The Story
Why it exists.
The beginning
Domitille Michalon Bertier designed Wings Femme for Police in 2006, drawing on the brand's Italian street confidence. The brief wasn't a girlish floral, it was something with polish underneath the petals. Police had spent decades building an identity around the self-made outsider, the person who carries their attitude into any room without apology. Wings Femme translated that energy into something softer but no less certain of itself.

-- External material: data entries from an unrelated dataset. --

PR #713, opened 2022-03-01
tests: Use NILFS2 instead of NTFS to test mount helper execution

vojtechtrefny:
NTFS is now in the kernel so we need a different filesystem with
a mount.<type> helper to test.

### DIFF
--- a/tests/fs_tests/mount_test.py
+++ b/tests/fs_tests/mount_test.py
@@ -222,15 +222,15 @@ class MountTestCase(FSTestCase):
             BlockDev.fs_unmount(self.loop_dev, run_as_uid=uid, run_as_gid=gid)
         self.assertTrue(os.path.ismount(tmp))
 
-    def test_mount_ntfs(self):
-        """ Test basic mounting and unmounting with NTFS filesystem"""
-        # using NTFS because it uses a helper program (mount.ntfs) and libmount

The choice of iris as a structural note, not just a decorative one, sets Wings Femme apart from the typical fruity-floral template. Iris doesn't just smell pretty. It adds a powdery, slightly root-like depth that keeps the peony and rose from tipping into sweetness. Combined with the tartness of blackcurrant and red currant in the top, the composition threads between bright and warm, reaching for balance rather than any single extreme. Sandalwood in the base anchors the whole thing with a creaminess that survives hours.
The evolution
The opening hits tart and bright, blackcurrant and red currant have a sharpness that wakes up the nose before the pear softens it. Twenty minutes in, the peony takes over. Not alone: the rose is there, and underneath both, the iris starts building its powdery architecture. By the second hour, the florals have settled into something quieter. The drydown is where Wings Femme earns its keep, musk and sandalwood that smell like warm skin rather than perfume. Vanilla arrives last, barely announced. The whole thing lasts six to eight hours on most skin, with moderate sillage that stays intimate.
Cultural impact
Wings Femme arrived in 2006 as part of Police's broader fragrance expansion, a period when the brand was translating its fashion DNA into scent. It sits comfortably within the fruity-floral category but with enough powdery iris structure to feel considered rather than commercial. The fragrance has aged quietly, discontinued but still sought by those who remember it as a reliable, confident feminine option.